La mère de Ghânim allait d'émerveillement en émerveillement, à entendre de telles paroles. Mais la conversation en était là, quand le syndic des joailliers, le maître de la maison où se déroulait cet échange, amena avec lui un jeune homme, un malheureux voyageur dont la santé était chancelante, qu'il ne tardait pas à installer dans une des chambres de sa demeure et pour lequel il donna à la domesticité ordre de se mettre à son service et de lui apporter tout ce qu'il lui fallait. Après quoi il revint vers Séduction avec ces mots : " Ô dame mienne, je viens de croiser sur ma route un chamelier ; sur sa bête il transportait un jeune homme dont l'état m'a paru désespéré. Simplement à la voir, il m'a l'air d'appartenir à un excellent milieu, mais quand je lui ai demandé d'où il était, quels étaient son nom et sa région d'origine, il ne m'a fait aucune réponse. Il s'est contenté de me regarder et les larmes ont jailli de ses yeux. J'ai trouvé préférable de demander au chamelier de renoncer à son idée : plutôt que de le conduire à l'endroit où l'on soigne une population mélangée, il le mènerait ici même, chez moi, où il pourrait retrouver quelque chose des conditions et de l'aisance dans lesquelles il a vécu jusqu'ici. ". Séduction sentit immédiatement son cœur faire des bonds dans sa poitrine : " Marche devant moi, souffla-t-elle au joaillier, et montre-moi ce jeune homme. Il faut que je voie ses traits… ".

Tandis que le syndic des joailliers la menait jusqu'à la chambre où reposait le jeune homme, la mère, qui avait entendu la nouvelle, disait à sa fille : " Qui sait ma fille si ton frère est encore en vie. Qui pourrait jurer que ce malheureux dont vient de parler notre hôte, ce jeune homme malade et pauvre, n'est pas ton frère, précisément. ? Car il n'y a aucun doute que ces caractères aussi, hélas, il les partage, et que même il les ait portés à un degré encore plus haut… ". Séduction, qui avait marché sur les pas du syndic, était pour lors dans la chambre de l'étranger, qu'elle dévisagea ; en effet, son état n'était pas encourageant, avec son visage hâve, ses yeux clos et son cœur qui ne battait plus que comme l'aile de l'oiseau dans son vol plané. Mais, pour elle, quelle bizarre sensation : elle était incapable de savoir si ce corps moribond était ou non celui de Ghânim ! Elle lui demanda, dans le creux de l'oreille : " Ghânim ! ô Ghânim ! Est-ce toi ? " Mais le jeune homme ne donnait aucune réponse. Alors, elle reprit : " Hélas ! ô Ghânim ! Le Seigneur mien m'accordera-t-il si peu que ce soit un bienfait, et permettra-t-il pour que je me réunisse à toi ne serai-ce que quelques instants, que je te voie une fois, une seule ? Ô Seigneur mien, est-ce Ghânim ou non ? "

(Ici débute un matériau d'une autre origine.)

PR #8310, opened 2025-01-22
Rename local-storage to electron-storage

cwangsmv:
**Changes:**
Currently, we have a `local-storage.ts` file used to persistent data in local file.
Since the name is confused with browser native `localStorage` in render process, rename it to electron-storage to make it more clear.

After this change, `localStorage` points to the browser native localStorage in render process.
`electron-storage` is the persistent storage to save data in local files in main process


CurryYangxx (approved):

jackkav (approved):
❤️

ryan-willis (approved):

PR #118, opened 2022-05-17
WIP: Initial attempt to support multiple outputs

chrisruk:


chrisruk:
The idea of this change and example is to allow simultaneous streaming and motion detection/file recording.

picamera2/encoders/encoder.py
```diff
@@ -64,7 +64,11 @@ def output(self):
 
     @output.setter
     def output(self, value):
-        if not isinstance(value, Output):
+        if isinstance(value, list):
+            for out in value:
+                if not isinstance(out, Output):
+                    raise RuntimeError("Must pass Output")
+        elif not isinstance(value, Output):
```
davidplowman, line 71: Just a small thing, I wonder if this code (and all the repeats of `isintance(..., list)`) would look tidier if we started this method with
```
    if not isinstance(value, list):
        value = [value]
```
so that we can then assume we always have a list? Perhaps the "getter" could "de-listify" its return value if there's only one thing in the list.

But don't change it unless you think it actually looks more readable!

picamera2/outputs/fileoutput.py
```diff
@@ -36,7 +37,8 @@ def outputframe(self, frame, keyframe=True):
...
             self._fileoutput.flush()
 
-    def stop(self):
+    def stop(self, forcestop=False):
         """Close file handle and prevent recording"""
-        super().stop()
-        self._fileoutput.close()
+        if forcestop or not self._nostop:
+            super().stop()
+            self._fileoutput.close()
```
davidplowman, line 44: I've not quite understood what `_nostop` and `forcestop` are for. Is is so that some outputs (when you have a list of several) can be made to stop by (for example) `stop_recording` but others will carry on?

picamera2/encoders/encoder.py
chrisruk: Good idea, just changed the code to do this

picamera2/outputs/fileoutput.py
chrisruk: Yup that's right, its so others can carry on, for example the streaming file can carry on, whilst the circular buffer file output can be stopped

davidplowman: So in the example I see that the socket output is created with `nostop=True`, but I couldn't see who was ever trying to stop it. Does that mean that the parameter wasn't actually necessary?

chrisruk: Good point, I've just removed them, I think I had that in so that the encoder would stop all but ones with nostop, but we don't need that anymore because of how the example works.

davidplowman:
It's all looking good to me now. Could I trouble you for just a couple more small things:

- Could you squash the 4th and 5th commits into the first one? I think it's better simply to see the "neat final answer" than to have people looking at commits where things appear and disappear...
- And could you add a line to the CHANGELOG.md? I think this is probably something we should start doing now, especially where changes affect the external APIs or functionality. And it's probably better to do this as we go. Only I can see it's going to become a permanent rebase-conflict-headache, so not quite sure how to deal with that. Any ideas?

chrisruk:
Re. the changelog, should I add in the 0.2.1 Alpha Release section, in the changed subsection, something like:

* Support for multiple outputs for the encoder

davidplowman:
So I think the changelog has a "0.2.1 Alpha Release" section already, so I think anything new goes in the "Unreleased" section, as I did in [this PR](https://github.com/raspberrypi/picamera2/pull/120). Your one-line description looks perfect to me. When 0.2.2 gets released, we change "Unreleased" to "0.2.2" and make a new "Unreleased" on top. Though as I said, it seems to me we're permanently going to get rebase conflicts here...

chrisruk:
Gotcha, that makes sense, just updated the changelog and squashed the commits together.

I'm not sure how to avoid conflicts here unfortunately

PR #119, opened 2022-05-17
Proposed changes for libcamera configuration.

IanTBlack:
This PR contains a module and examples for modifying libcamera configuration through a variety of methods. These should be compatible with the recent changes to the libcamera python bindings and does not interfere with base picamera2 functionality. The module and examples are provided as a starting point for discussion. Please do not integrate with the main branch.

Paired with the build_libcamera_config function in the examples, the user can adjust stream and transform configuration by assigning attributes, supplying a dict, or by supplying a class with keywords. 

I believe that the addition of this configuration module would allow users to make their own configurations, as well as make current configuration self describing. I am looking for feedback and if there is interest in integrating something like this with the main branch, I am happy to coordinate with that. I believe this format would also be good for issuing controls to the camera.

Each class has annotations, which are intended to be used to check the user input against possible types.
For StreamOptions, all parameters default to None. Any parameters with a value of None are not passed to libcamera, meaning what libcamera holds as defaults will be used. It would appear the size, buffer_count, pixel_format, and color_space are required in some contexts, so I will need to build in checks for those.

I also provide example functions that acquire the camera and configure libcamera so that there is not interference with the current build. 

In the provided examples, I provide code in the build_libcamera_config function that generates stream configuration by index depending on whether or not a stream role is supplied.

If you have suggestions, please let me know,

Signed-off by: Ian Black <blackia@oregonstate.edu>


IanTBlack:
@davidplowman I've drafted  and updated some classes that should make it easier to create custom libcamera and controls configurations. The goal of this is to give users the option of inputting configuration as class attributes, as keywords, or as a dictionary. Please see the examples for how things can be configured with this new method. If you want to move forward with this, I will work on integrating with the Picamera2 class.

Stream, transform, and control options are all dynamically assigned using output from libcamera. I think this should mean that updates to libcamera streams and controls will carry over, requiring little maintenance on the python end. I did have to hardcode some things for controls and stream options, but if those are removed from libcamera they should be skipped over with no issues.

Thanks,
- Ian

IanTBlack:
I am not tied to naming conventions, either, so if there are more straightforward and descriptive names, please let me know.

davidplowman:
Hi, thanks for sending this. Mostly it looks to me like it's related to libcamera and not really to Picamera2, is that right? I'm slightly wondering whether this is the right place for it, the idea that users might be trying to configure libcamera without going through Picamera2 is a bit confusing.

As regards Picamera2, I think it would certainly be helpful to have better checking of controls and values so that it's harder make mistakes. Maybe having some kind of class representation would help? I don't really know. I'd be keen to understand and discuss what we're trying to achieve, but at the moment I don't think I've quite got it.

Thanks!

IanTBlack:
These changes are for picamera2. The additions do not configure libcamera anymore than what is currently done in the base module.  The proposed classes provide methods for creating custom configurations instead of using a prebuilt one. They would be  integrated into the Picamera2 module so that a user doesn't have to have knowledge of libcamera past that of what is already required. I think the additions that are presented could be compatible to functions like `still_configuration`, but they also leave room for custom configurations. The goal is to make camera configuration self-describing so that a user understands what is being changed where.

So if someone where to make a custom configuration, they could do something like this (of the three possible methods for configuring a camera).

```
config = CameraOptions()

config.main.size = (1280,720) #I am configuring the main stream size to be (1280,720)
config.transform.hflip = 1   # I am configuring the image orientation(transform) by flipping on the horizontal axis.
config.controls.Brightness = 1  # I am configuring the camera brightness control to 1.
```

Then `config` would be passed to `picam2.configure()`.

I attempted to make them dynamic because you previously expressed concern about future maintenance and new control additions. I think that it would be better to hardcode things like the control names so that it is easier for end users, particularly python users with no C++ background. Of course the downside to this is that patches to picamera2 will need to be made along with libcamera, but that would  probably need to happen anyway if picamera2 is going to use newer versions of libcamera.

I would be happy to work on type checking for stream and control configuration, but I would need confirmation from you that it is acceptable to hardcode things like `buffer_count` and `brightness`.

I think a possible alternative to all of this would be to setup libcamera yaml files for stream and control configuration (like the one you showed previously). These could be setup to denote valid types, ranges, etc. Then Python could read the yaml files in when Picamera2() is instantiated and determine valid stream and control configs from there.

davidplowman:
Thanks for explaining. I might feel more comfortable if we can avoid examples that are configuring libcamera directly and "going behind Picamera2's back", I would worry that users would start thinking this was what they're "meant" to do!

I'd also like to understand what the typical use patterns might be. For example, for a user who just wants to throw up a preview window, what would they do? Where would the defaults come from? Currently that's done by having some notion of a "use-case", like preview, still or video. Perhas `CameraOptions(Role.PREVIEW)` or something like that. For the still one, the default resolution comes from the camera itself, so we'd have to think how that would work. (I'm also not wild about the word "options" as it tends to get over-used, but not sure what is better!)

Another thing to be understand is how users would say whether they want extra low resolution or raw streams. Maybe some examples up-front of the API before implementing too much stuff would be helpful here.

One final point is that not all the configuration items are necessary meaningful to libcamera. For example the "display" and "encode" fields are meaningful to Picamera2 but not to libcamera. So again, this probably comes back a bit to the question of whether we're making something that would make sense to libcamera as well as Picamera2. Lots to think about!!

PR #120, opened 2022-05-18
More generalised callbacks within the camera event loop

davidplowman:
This work was prompted by some forum question where I thought "Picamera2 would be a good solution for that", only it wasn't quite!

Specifically, this lets you do things like putting date/timestamps onto the frames that get recorded by the video encoder, although it is a bit more flexible than that. There are two commits:

* The first allows applications to define 3 callback functions, one of which is what the old "request_callback" mechanism used to do.
* The second commit adds a couple of examples, including the timestamps-in-a-video-recording one.


davidplowman:
Changed my mind a bit. Only 2 callbacks make sense. There's no point having another one after sending stuff to the video encoder because then you've got a race condition on that image buffer. And if you're not running an encoder, then the two things are equivalent anyway.

chrisruk:
Looks good to me! I think having just 2 callbacks sounds a good idea, and the timestamp example looks cool.

Originally I thought you meant timestamping frames for 'seeking'.

Will merge now.

PR #122, opened 2022-05-19
Update issue templates

davidplowman:
I've created some issue templates in order to make reporting and tracking easier. We have:

Bug reports
Suggestions or feature requests
How-To questions
And all other types of issue.

### DIFF
--- a/.github/ISSUE_TEMPLATE/bug_report.md
+++ b/.github/ISSUE_TEMPLATE/bug_report.md
@@ -1,0 +1,28 @@
+---
+name: Bug report
+about: Create a report to help us improve
+title: "[BUG]"
+labels: ''
+assignees: ''
+
+---
+
+**Please only report one bug per issue!**
+
+**Describe the bug**
+A clear and concise description of what the bug is.
+
+**To Reproduce**
+Steps to reproduce the behaviour. Wherever possible, please include a small self-contained Python script that shows the bug.
+
+**Expected behaviour**
+A clear and concise description of what you expected to happen.
+
+**Console Output, Screenshots**
+If applicable, any console output or screenshots that show the problem and associated error messages.
+
+**Hardware :**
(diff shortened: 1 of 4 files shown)


tvoverbeek:
What about a separate category for documentation?
Case in point: The README for the Tensorflow examples contains the old build instructions, should be updated to follow the main README.

davidplowman:
Yes, documentation is an interesting question.

So the plan is that the documentation here in the repository is basically going to vanish. Maybe just a few things will remain, a link to the new documentation, the contribution guidelines and so on.

Then there'll be a proper "Picamera2 Manual" written from scratch that will be much more extensive than what's here now. Once that exists we'll make sure we have some way to report errors in it, maybe that will be issues here. Do you think it's worth having a documentation category in the interim for the old readme? I'm not sure. I suppose it would stop people wondering why there's no documentation category...!

I note that you're right about that tensorflow readme, though. It's quite out-of-date and actually wrong in many respects. It probably just wants deleting because everything is covered in the main readme.

Thanks!

tvoverbeek:
> Do you think it's worth having a documentation category in the interim for the old readme? I'm not sure.

Agreed. My suggestion was triggered by the outdated Tensorflow README.
Will the official documentation have its own repository or be part of the overall documentation repository?

I guess in the interim we could report those type of issues in the 'Other' category.

davidplowman:
> My suggestion was triggered by the outdated Tensorflow README. 

There's now a PR to get rid of that, so thanks for pointing it out!

>Will the official documentation have its own repository or be part of the overall documentation repository?

That's up to the documentation overlords, of whom I am not one... hopefully I'll know more soon.

chrisruk:
@davidplowman They all look good to me, I think keeping an issue to a single item makes a lot of sense.  Happy for me to merge now?

PR #126, opened 2022-05-20
WIP: Make GUI dependencies optional

chrisruk:

### DIFF
--- a/setup.py
+++ b/setup.py
@@ -4,8 +4,7 @@
 #
 # SPDX-License-Identifier: BSD-2-Clause
 
-from setuptools import setup, Extension
-from os import getenv
+from setuptools import setup
 
 with open("README.md") as readme:
     long_description = readme.read()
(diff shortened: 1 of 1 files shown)


chrisruk:
The problem I can see with this approach is that then users need to specify they want the GUI deps via pip

davidplowman:
That's so nearly exactly what we need. Except we want "GUI" to be "on" by default, or a "NOGUI" option instead that can "remove" dependencies. How annoying!

chrisruk:
Yeah it's a pain heh, I also looked at https://stackoverflow.com/questions/18725137/how-to-obtain-arguments-passed-to-setup-py-from-pip-with-install-option but noticed this warning

```
pip3 install . --user --install-option="--nogui"
/usr/lib/python3/dist-packages/pip/_internal/commands/install.py:245: UserWarning: Disabling all use of wheels due to the use of --build-option / --global-option / --install-option.
```

So assume it wouldn't work with a pypi wheel.    

Going to push another pull request with an alternative idea.

PR #127, opened 2022-05-20
Update camera_properties after configure

davidplowman:
Some camera properties can change after a call to configure, as they
depend on the selected camera mode.


chrisruk:
Just wondering if you should create a @property for camera_properties, that proxies camera.properties?

davidplowman:
Ah yes, some of this Python stuff is still a bit alien to me! Let me try that and re-post this...

PR #128, opened 2022-05-20
Make GUI dependencies optional

chrisruk:

### DIFF
--- a/setup.py
+++ b/setup.py
@@ -4,8 +4,13 @@
 #
 # SPDX-License-Identifier: BSD-2-Clause
 
-from setuptools import setup, Extension
-from os import getenv
+import os
+from setuptools import setup
+
+reqs = ['numpy', 'PiDNG', 'piexif', 'pillow', 'simplejpeg', 'v4l2-python3', 'python-prctl']
+allreqs = reqs + ['pyopengl', 'PyQt5']
+if os.getenv('NOGUI', '0') == '1':
+    allreqs = reqs
 
 with open("README.md") as readme:
     long_description = readme.read()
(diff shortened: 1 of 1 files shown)


chrisruk:
Fingers crossed that this works once uploaded to pypi, will need to test that

davidplowman:
Ah cool, I guess I can test this with a clean image and trying `pip3 install git+https://github.com/RaspberryPiFoundation/picamera2.git@optional2` and then repeat with a Lite image and the `NOGUI=1 ...` version.

davidplowman:
I've just tried all that and it all worked great, with the only minor exception being that on Raspberry Pi OS Lite I had additionally to run `sudo apt install -y libopenjp2-7`. But then it was fine.

Could I trouble you to add a 2nd commit that updates the README to explain how to do a "NOGUI" install, and add a quick line to the CHANGELOG - I think it's a sufficiently obvious/beneficial change that users would want to know!

tvoverbeek:
I assume eventually these will end up as debian packages.
Why don't you split it in 2 packages:
picamera2-base which contains the non-gui stuff (and maybe the non-gui examples) and a picamera2-gui which contains
the stuff needed for the GUI (and examples) and which requires picamera2-base.
Installing picamera2-gui is then equivalent to the current setup.

chrisruk:
I think we do need to also provide a way for people to choose whether to install GUI deps or not via pypi though.

@davidplowman Are you ok if I remove the use of 'sudo' for pip3 installs, as I think generally using sudo for pip might be slightly frowned upon e.g - https://askubuntu.com/questions/802544/is-sudo-pip-install-still-a-broken-practice

davidplowman:
Yes, sounds good to me.

I agree that being able to choose the GUI or not via pip is necessary. Default should be to install the GUI stuff, I think, which is how you have it already.

I'll have a word with my person who deals with apt for me about this. For our libcamera-apps packages, for example, we make two packages from the one repo, a "libcamera-apps" and "libcamera-apps-lite" which omits all the GUI stuff in the same way.

davidplowman:
@chrisruk Are we ready to merge this one?

PR #133, opened 2022-05-23
WIP: Initial attempt to fix deque mutated with circular buffer

chrisruk:


chrisruk:
@davidplowman Good point, I'll squash them together, need to do a bit more testing on this though

chrisruk:
@davidplowman I've just squashed the commits together and haven't had the 'deque mutated' issue, so think it's good to go

PR #136, opened 2022-05-24
Properly sync audio

dinapappor:
This properly syncs up audio, by using `-use_wallclock_as_timestamps 1` for both audio _and_ stdin video input streams. This makes it easier for ffmpeg to sync audio. And I _think_ we can remove `-itsoffset` here also, at least it was possible in a project of [mine](https://github.com/autosbc/rpidashcam/blob/master/dashcam.py#L284) (based on mmalobj.py)

### DIFF
--- a/picamera2/outputs/ffmpegoutput.py
+++ b/picamera2/outputs/ffmpegoutput.py
@@ -60,6 +60,7 @@ class FfmpegOutput(Output):
                            '-f', 'pulse',
                            '-sample_rate', str(self.audio_bitrate),
                            '-thread_queue_size', '512',  # necessary to prevent warnings
+                           '-use_wallclock_as_timestamps', '1',
                            '-i', self.audio_device]
             audio_codec = ['-b:a', str(self.audio_bitrate),
                            '-c:a', self.audio_codec]


dinapappor:
Also, I noticed that unless I specify my usb microphone, which can be found with `arecord -l` (and then specified with `hw:2,0`) I would get a `no such process`/`process not found` error. Should I add a note about that in `examples/audio_video_capture.py`  as well?

davidplowman:
Hi, thanks for sending this. I gave it a try but I get lots of warnings while it runs:
```
[aac @ 0xcdff60] Queue input is backward in time
[mp4 @ 0xc8a2b0] Non-monotonous DTS in output stream 0:1; previous: 88511, current: 87862; changing to 88512. This may result in incorrect timestamps in the output file.
[aac @ 0xcdff60] Queue input is backward in time
[mp4 @ 0xc8a2b0] Non-monotonous DTS in output stream 0:1; previous: 88512, current: 87951; changing to 88513. This may result in incorrect timestamps in the output file.
... (forever)
```
Did you get these too?

dinapappor:
@davidplowman No I did not. :thinking: 

I am using 
```
ffmpeg version 4.3.4-0+deb11u1+rpt1 Copyright (c) 2000-2021 the FFmpeg developers
  built with gcc 10 (Debian 10.2.1-6)
  ```
  is picamera2/libcamera by chance adding timestamps as well?

davidplowman:
Hmm, not sure what's happening there. I did pull your code down to be sure I was running the same thing, but I get the same errors. My FFmpeg version is identical to yours. Perhaps I shall try it on a fresh Bullseye installation when I get the chance.

As regards timestamps, FFmpeg generates them all for itself. For the audio... it does whatever it normally does. For the video, while picamera2 knows accurate timestamps I don't have any easy way of passing those to FFmpeg, so I have to get it to re-timestamp them when it receives them. There will be some resulting jitter in the video frame times because of this.

davidplowman:
I have just tried this on a completely fresh installation, again with the same results. The output file seems OK, it's just all those warnings that are rather alarming!

davidplowman:
Ah, I see, so that's the difference then (I won't ask why pulse audio doesn't work for you...!)

Would you be able to convert the PR so that it leaves pulse alone but adds the parameters you want (or at least, gives you a way to add them) for your case? I think that might then work for everyone.

dinapappor:
I'll try to get pulse working and see if I can make it work for both cases. :)

davidplowman:
Hi, I think I'm probably going to close this one for now. But if you do have anything you'd like us to look at down the line, please file another PR or create an issue where we can discuss things. Thanks!

3drs:
Ref OP "Also, I noticed that unless I specify my usb microphone, which can be found with arecord -l (and then specified with -i hw:2,0) I would get a no such process/process not found error. Should I add a note about that in examples/audio_video_capture.py as well?"

How do we specify hardware/mic in picamera2? So the "libcamera -i hw:2,0" equivalent in picamera2.

I can't find it in the manual (https://datasheets.raspberrypi.com/camera/picamera2-manual.pdf)

PR #143, opened 2022-05-27
Preview rework

davidplowman:
These commits involve quite a lot of rework to the various preview window implementations. So there are quite a lot of commits here, my apologies for that. There are

- 4 commits related to the QGlPicamera2 widget, the last of which just amends a couple of tests to work better;
- 3 commits for the DrmPreview;
- 1 commit for the QPicamera2 and 1 more to add another example;
- And then 1 final commit that simply updates the changelog.

In all cases, the commits make the previews handle aspect ratio correctly. Image aspect ratios are now preserved by default (though that can be over-ridden). Also the treatment of overlays is improved in all cases so that they get redrawn even if the camera is not delivering images. Finally, the Q versions also allow the background colour to be set (as this may be visible if the widgets and camera images do not share the same aspect ratio).

### DIFF
--- a/CHANGELOG.md
+++ b/CHANGELOG.md
@@ -11,6 +11,8 @@
 
 ### Changed
 
+* The preview window implementations are changed to preserve image aspect ratios which they did not previously. The Qt variants also respect resize events.
+
 ## 0.2.1 Alpha Release
 
 ### Added
--- a/examples/app_capture.py
+++ b/examples/app_capture.py
@@ -26,7 +26,7 @@ def on_button_clicked():
         print("Busy!")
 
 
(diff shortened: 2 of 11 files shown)


jlprojects:
Hi,
Yes - absolutely fine. I've not had the chance to any more work on it recently. Just checked out this branch, and it seems to be working fine for me. 
I'm perfectly happy for you to use my contribution. Glad it's been of some use. :)

davidplowman:
Well, I guess so. It's really all way too much of a change to comb through carefully and understand, so I think we're just going to have to merge it and see if there's any fall out.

Elle reprit son examen et, à chaque place de son corps qu'elle scrutait, son cœur lui dictait : " Oui c'est Ghânim ". Elle revenait sur sa première opinion, fondée sur le silence qu'avait rencontré son appel, mais elle hésitait encore : " Je me suis trompée : cet étranger n'est pas Ghânim, sans quoi il aurait entendu la voix de Séduction. A moins que sa maladie et sa fatigue ne l'aient rendu sourd… Hélas ! ô Ghânim, par la vie de Séduction qui t'est chère, réponds-moi, ô mon âme, si tu es Ghânim ". Ces mots firent ouvrir les yeux du jeune homme, qui reconnut tant bien que mal les traits de la personne à son chevet ; pas de doute c'était Séduction…Et elle, qui attendait d'être reconnue pour être sûre de son fait, sut alors que c'était bien Ghânim. Dans souffle, qui semblait résumer ses dernières forces, le faible garçon laissa échapper ces mots : C'est donc toi, ô dame mienne, ô Séduction, ô mon âme ? " Son murmure laissa place à un léger cri, puis il reprit : " Quel est ce prodige ? Est-ce un rêve ou suis-je bien éveillé ? " Mais l'effort et la joie lui ravirent le peu de sens qui lui restaient. Séduction se précipita pour le serrer dans ses bras, tandis que le maître de maison courrait chercher de l'eau de rose additionnée de musc. Et quand, le visage, aspergé de ce liquide, Ghânim finit par reprendre connaissance, il remua la tête en tous sens, pour essayer d'apercevoir de nouveau Séduction ; quand il la vit, il n'en crut pas ses yeux : " Hélas, se plaignait-il, ce n'est qu'un songe ! Ô Seigneur mien, puisses-Tu me faire la grâce de me la montrer dans la réalité ! Hélas ! mon âme ! Comme ce songe est doux !... Où est Séduction, le sang de mon cœur ? Ô dame mienne, m'as-tu parlé pour de bon, ou bien est-ce en rêve que j'ai entendu ta voix, dans les incohérences que procure une pure vision ? "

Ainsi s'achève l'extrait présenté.